___ PROVIDED RECORDS

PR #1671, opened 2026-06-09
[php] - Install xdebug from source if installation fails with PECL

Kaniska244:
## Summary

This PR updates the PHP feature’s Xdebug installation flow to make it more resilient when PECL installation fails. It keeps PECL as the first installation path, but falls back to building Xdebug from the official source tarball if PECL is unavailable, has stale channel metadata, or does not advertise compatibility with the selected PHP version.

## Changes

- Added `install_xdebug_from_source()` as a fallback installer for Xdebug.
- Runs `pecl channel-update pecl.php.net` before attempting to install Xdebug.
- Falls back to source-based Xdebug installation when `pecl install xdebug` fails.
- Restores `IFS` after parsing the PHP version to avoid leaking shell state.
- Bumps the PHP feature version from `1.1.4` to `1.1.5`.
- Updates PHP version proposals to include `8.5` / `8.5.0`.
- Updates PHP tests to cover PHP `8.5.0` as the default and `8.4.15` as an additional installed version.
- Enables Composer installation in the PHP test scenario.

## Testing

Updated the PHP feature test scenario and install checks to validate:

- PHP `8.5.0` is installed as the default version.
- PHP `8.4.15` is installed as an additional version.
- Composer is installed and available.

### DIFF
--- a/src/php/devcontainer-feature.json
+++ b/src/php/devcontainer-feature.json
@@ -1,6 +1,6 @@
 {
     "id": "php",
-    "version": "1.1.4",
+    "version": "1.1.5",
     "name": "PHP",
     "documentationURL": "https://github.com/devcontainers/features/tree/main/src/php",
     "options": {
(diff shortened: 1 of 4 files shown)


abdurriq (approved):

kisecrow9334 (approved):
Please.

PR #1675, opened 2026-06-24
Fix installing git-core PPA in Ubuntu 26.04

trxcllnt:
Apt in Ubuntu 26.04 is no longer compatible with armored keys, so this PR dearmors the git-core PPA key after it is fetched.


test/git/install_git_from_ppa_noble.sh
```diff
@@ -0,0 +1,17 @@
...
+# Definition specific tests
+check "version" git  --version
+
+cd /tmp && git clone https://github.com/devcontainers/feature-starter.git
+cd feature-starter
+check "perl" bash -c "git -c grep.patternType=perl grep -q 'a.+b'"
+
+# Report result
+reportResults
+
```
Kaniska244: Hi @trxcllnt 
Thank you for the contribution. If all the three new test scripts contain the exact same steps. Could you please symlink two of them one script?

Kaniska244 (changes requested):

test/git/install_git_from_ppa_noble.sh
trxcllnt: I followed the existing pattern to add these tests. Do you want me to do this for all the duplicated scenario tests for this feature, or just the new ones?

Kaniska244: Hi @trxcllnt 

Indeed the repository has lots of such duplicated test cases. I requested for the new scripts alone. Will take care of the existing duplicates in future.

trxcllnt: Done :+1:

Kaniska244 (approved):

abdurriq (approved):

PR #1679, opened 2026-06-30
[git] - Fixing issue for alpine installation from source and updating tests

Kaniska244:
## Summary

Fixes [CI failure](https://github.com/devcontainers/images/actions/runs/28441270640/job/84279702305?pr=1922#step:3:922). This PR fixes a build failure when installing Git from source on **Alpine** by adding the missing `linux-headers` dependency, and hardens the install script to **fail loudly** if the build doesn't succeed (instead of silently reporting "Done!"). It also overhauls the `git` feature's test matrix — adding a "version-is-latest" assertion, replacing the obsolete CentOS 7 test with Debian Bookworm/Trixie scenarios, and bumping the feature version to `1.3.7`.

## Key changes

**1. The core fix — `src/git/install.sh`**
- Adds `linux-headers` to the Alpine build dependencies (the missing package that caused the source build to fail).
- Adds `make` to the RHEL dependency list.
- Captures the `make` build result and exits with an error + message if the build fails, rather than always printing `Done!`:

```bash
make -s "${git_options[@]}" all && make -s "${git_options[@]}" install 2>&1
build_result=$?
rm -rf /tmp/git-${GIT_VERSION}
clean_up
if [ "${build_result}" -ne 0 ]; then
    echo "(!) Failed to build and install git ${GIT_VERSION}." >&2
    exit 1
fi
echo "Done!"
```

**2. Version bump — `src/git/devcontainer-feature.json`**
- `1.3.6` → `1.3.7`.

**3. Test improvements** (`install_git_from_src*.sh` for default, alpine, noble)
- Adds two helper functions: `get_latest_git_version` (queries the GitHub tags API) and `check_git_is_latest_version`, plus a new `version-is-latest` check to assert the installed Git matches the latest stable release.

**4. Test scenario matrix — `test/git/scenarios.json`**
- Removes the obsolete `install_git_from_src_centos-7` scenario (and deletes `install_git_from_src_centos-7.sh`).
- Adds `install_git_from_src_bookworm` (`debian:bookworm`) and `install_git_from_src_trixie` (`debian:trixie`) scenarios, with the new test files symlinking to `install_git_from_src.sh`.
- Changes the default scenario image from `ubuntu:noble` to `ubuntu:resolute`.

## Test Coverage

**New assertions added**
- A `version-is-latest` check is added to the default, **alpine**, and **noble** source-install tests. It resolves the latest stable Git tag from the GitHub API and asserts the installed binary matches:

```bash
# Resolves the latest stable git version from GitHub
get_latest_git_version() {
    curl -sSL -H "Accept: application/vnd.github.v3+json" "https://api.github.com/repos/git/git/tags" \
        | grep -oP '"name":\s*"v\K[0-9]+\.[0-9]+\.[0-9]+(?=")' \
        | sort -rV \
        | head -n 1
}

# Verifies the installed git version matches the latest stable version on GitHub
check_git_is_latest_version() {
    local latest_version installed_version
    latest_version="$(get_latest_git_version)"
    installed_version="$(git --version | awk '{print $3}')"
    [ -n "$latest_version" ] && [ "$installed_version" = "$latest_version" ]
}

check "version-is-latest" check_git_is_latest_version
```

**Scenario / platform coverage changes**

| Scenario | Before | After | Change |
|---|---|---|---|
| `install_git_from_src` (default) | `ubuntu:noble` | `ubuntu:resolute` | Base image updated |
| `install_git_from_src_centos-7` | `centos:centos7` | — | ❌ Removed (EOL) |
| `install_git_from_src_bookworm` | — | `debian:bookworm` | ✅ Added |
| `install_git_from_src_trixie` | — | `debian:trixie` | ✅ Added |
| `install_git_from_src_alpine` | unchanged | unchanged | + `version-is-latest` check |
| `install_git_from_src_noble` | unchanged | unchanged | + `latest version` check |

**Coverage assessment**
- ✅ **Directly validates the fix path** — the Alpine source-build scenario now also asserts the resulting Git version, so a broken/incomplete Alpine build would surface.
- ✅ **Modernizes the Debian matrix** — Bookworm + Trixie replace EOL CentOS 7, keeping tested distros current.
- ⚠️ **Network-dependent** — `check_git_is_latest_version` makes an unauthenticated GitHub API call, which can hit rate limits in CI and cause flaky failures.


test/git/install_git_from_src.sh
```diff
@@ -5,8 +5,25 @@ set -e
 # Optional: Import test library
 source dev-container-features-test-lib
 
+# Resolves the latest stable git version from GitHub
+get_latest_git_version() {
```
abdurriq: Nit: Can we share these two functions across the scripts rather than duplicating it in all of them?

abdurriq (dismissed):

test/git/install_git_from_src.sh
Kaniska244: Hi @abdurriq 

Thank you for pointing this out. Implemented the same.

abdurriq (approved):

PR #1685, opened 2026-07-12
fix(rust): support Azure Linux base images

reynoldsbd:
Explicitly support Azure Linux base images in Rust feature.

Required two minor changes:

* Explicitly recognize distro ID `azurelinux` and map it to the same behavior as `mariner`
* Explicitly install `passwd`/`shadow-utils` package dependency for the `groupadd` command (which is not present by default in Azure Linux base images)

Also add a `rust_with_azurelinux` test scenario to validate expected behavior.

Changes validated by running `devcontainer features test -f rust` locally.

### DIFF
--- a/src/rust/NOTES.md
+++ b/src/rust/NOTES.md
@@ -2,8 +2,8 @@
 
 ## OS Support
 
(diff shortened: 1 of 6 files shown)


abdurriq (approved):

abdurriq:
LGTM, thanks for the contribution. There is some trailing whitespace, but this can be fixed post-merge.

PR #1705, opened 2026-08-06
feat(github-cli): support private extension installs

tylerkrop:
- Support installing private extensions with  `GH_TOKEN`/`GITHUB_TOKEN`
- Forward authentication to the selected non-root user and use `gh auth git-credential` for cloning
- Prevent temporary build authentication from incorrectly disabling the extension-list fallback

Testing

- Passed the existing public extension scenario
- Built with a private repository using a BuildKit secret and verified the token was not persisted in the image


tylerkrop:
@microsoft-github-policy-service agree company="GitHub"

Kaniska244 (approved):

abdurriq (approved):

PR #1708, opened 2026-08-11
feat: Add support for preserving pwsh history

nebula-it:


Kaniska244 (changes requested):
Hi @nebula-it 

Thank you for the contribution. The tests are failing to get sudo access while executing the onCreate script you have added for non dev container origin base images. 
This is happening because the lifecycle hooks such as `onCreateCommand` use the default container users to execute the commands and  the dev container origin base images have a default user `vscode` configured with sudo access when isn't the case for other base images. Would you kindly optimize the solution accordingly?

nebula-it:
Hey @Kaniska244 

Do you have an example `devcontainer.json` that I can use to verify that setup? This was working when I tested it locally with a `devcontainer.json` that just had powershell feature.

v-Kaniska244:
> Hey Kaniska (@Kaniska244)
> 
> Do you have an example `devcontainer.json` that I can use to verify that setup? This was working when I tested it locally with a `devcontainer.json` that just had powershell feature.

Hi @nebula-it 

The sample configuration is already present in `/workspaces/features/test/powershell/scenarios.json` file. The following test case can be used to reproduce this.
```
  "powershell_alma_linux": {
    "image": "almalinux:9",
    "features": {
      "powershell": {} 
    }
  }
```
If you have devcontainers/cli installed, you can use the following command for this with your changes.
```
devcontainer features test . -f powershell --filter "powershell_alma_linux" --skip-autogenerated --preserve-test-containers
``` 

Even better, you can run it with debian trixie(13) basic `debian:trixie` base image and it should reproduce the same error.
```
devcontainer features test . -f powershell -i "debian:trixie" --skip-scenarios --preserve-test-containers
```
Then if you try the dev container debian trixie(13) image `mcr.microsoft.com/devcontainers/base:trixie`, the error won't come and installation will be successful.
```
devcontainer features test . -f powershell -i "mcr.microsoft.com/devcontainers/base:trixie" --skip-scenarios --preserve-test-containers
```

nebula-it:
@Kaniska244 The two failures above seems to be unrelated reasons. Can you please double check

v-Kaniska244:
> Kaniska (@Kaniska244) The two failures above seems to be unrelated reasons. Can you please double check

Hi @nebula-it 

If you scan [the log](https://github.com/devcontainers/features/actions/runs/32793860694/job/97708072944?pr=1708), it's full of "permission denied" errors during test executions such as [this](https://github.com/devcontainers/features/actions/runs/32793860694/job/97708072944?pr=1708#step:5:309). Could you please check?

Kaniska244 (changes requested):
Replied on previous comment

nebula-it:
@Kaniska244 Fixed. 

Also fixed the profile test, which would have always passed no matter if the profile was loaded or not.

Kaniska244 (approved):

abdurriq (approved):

______

> _THE PROBLEM_
Could you set down, word for word, only the lines above from the line with "- Adds two helper" to the line with "- Removes the", including both?

> _RESULT_
- Adds two helper functions: `get_latest_git_version` (queries the GitHub tags API) and `check_git_is_latest_version`, plus a new `version-is-latest` check to assert the installed Git matches the latest stable release.

**4. Test scenario matrix — `test/git/scenarios.json`**
- Removes the obsolete `install_git_from_src_centos-7` scenario (and deletes `install_git_from_src_centos-7.sh`).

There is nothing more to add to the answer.